PR #166, opened 2021-07-30
Add search results sort text

hursey013:
Fixes https://github.com/usdoj-crt/beta.ADA.gov-Project-Management/issues/268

☆ ☆ ☆ ☆ ☆ ☆ ☆

● **Goal of the exercise**: Nothing but the line with "Add search results sort text" and the lines after it, through the end of the material, should appear in the output, word for word.

● **Written solution**:
Add search results sort text

hursey013:
Fixes https://github.com/usdoj-crt/beta.ADA.gov-Project-Management/issues/268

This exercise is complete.